Which lines run from the one containing "server topology instance." to the end of the records? Write them out exactly, both ends included, and nothing else.

(Stored items)
..............................

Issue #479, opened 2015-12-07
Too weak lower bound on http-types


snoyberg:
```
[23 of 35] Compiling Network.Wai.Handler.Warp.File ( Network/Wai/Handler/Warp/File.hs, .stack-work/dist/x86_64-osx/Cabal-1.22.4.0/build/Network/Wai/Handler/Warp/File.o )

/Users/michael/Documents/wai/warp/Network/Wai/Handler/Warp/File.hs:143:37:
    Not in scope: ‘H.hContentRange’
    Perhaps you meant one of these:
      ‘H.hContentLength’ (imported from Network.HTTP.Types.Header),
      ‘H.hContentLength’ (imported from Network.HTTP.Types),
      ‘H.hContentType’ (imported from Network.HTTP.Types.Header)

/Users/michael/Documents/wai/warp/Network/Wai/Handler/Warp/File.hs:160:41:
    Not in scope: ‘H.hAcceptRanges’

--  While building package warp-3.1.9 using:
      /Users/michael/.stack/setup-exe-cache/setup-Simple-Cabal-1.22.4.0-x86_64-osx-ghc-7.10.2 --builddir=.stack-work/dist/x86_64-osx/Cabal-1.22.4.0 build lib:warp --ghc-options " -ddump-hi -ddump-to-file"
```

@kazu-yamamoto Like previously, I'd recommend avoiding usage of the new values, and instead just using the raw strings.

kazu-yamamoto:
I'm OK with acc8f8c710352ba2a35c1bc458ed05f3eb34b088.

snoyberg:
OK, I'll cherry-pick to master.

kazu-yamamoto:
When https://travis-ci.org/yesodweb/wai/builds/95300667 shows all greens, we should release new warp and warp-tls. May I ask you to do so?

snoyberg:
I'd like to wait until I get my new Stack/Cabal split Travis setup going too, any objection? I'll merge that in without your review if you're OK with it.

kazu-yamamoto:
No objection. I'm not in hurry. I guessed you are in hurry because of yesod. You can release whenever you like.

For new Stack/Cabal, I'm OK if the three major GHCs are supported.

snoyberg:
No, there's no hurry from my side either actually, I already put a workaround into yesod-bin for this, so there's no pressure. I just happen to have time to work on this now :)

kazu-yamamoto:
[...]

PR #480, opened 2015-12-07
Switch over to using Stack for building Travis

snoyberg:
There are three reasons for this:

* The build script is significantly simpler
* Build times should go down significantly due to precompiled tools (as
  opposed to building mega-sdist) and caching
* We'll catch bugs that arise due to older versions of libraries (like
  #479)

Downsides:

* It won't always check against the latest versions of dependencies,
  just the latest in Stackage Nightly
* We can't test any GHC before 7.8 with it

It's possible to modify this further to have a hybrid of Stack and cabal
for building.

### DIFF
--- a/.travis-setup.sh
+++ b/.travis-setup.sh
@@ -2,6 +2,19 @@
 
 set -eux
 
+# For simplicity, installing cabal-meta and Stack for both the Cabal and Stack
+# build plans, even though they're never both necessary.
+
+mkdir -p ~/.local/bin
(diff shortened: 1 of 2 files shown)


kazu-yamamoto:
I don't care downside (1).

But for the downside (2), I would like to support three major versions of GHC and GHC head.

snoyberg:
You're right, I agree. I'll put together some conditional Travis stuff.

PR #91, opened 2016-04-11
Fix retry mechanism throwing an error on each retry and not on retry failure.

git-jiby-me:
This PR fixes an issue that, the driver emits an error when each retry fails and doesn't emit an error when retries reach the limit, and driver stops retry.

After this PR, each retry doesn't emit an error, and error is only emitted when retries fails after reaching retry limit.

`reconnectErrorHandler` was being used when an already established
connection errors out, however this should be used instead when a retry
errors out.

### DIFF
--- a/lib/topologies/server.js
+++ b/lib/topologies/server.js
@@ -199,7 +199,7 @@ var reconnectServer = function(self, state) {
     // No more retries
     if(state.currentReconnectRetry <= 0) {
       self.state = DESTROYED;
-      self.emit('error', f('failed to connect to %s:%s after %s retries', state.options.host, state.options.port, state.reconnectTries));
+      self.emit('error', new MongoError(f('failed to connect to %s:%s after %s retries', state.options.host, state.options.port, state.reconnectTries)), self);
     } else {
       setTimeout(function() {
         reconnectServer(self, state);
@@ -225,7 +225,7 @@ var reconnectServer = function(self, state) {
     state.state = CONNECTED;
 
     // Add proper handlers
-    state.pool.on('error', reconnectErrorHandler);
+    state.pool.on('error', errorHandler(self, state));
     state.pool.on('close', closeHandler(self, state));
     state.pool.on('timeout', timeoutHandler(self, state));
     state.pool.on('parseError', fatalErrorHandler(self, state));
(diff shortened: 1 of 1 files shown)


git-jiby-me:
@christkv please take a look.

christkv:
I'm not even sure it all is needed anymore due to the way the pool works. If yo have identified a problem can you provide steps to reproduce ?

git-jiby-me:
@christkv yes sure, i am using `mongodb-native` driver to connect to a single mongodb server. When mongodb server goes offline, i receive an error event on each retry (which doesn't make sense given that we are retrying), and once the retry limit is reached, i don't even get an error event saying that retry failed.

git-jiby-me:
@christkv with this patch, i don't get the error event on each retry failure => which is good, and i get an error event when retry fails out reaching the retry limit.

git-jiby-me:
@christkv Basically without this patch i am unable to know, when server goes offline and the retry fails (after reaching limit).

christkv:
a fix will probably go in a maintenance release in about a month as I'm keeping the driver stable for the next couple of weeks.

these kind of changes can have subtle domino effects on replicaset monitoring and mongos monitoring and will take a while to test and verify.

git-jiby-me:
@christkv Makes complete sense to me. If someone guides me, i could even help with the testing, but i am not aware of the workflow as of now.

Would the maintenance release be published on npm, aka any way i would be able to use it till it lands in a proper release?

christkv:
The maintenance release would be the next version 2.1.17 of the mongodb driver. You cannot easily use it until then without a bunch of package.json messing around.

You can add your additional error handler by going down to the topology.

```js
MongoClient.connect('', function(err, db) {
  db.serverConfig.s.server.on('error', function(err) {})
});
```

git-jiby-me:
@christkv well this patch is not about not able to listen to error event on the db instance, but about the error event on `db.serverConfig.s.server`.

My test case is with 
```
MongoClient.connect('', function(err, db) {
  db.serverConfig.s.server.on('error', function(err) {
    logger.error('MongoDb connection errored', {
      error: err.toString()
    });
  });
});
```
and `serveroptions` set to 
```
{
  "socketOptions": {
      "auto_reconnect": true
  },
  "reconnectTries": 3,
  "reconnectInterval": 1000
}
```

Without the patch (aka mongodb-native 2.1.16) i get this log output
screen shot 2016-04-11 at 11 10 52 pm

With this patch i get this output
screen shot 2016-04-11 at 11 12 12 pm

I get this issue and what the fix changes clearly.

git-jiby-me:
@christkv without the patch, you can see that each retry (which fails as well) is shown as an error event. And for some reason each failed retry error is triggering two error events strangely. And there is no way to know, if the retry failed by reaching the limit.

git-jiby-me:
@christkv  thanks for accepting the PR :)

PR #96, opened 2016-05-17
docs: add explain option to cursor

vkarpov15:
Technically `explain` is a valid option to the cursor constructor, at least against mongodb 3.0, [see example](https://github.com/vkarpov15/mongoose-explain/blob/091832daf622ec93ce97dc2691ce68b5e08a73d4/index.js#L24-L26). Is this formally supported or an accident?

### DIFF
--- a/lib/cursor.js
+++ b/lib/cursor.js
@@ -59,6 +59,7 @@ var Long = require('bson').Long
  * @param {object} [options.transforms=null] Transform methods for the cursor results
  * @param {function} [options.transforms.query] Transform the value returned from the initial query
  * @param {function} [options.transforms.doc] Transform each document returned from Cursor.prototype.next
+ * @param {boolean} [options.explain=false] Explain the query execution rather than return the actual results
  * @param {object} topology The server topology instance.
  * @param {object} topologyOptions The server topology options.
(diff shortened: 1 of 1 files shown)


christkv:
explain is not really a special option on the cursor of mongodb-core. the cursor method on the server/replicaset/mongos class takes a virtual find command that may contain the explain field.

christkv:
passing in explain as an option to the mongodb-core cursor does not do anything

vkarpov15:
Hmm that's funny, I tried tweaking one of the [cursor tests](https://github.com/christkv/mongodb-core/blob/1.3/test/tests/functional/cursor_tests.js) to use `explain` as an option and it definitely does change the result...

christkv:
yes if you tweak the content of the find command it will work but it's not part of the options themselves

..............................

_Response to this exercise_:
  * @param {object} topology The server topology instance.
  * @param {object} topologyOptions The server topology options.
(diff shortened: 1 of 1 files shown)


christkv:
explain is not really a special option on the cursor of mongodb-core. the cursor method on the server/replicaset/mongos class takes a virtual find command that may contain the explain field.

christkv:
passing in explain as an option to the mongodb-core cursor does not do anything

vkarpov15:
Hmm that's funny, I tried tweaking one of the [cursor tests](https://github.com/christkv/mongodb-core/blob/1.3/test/tests/functional/cursor_tests.js) to use `explain` as an option and it definitely does change the result...

christkv:
yes if you tweak the content of the find command it will work but it's not part of the options themselves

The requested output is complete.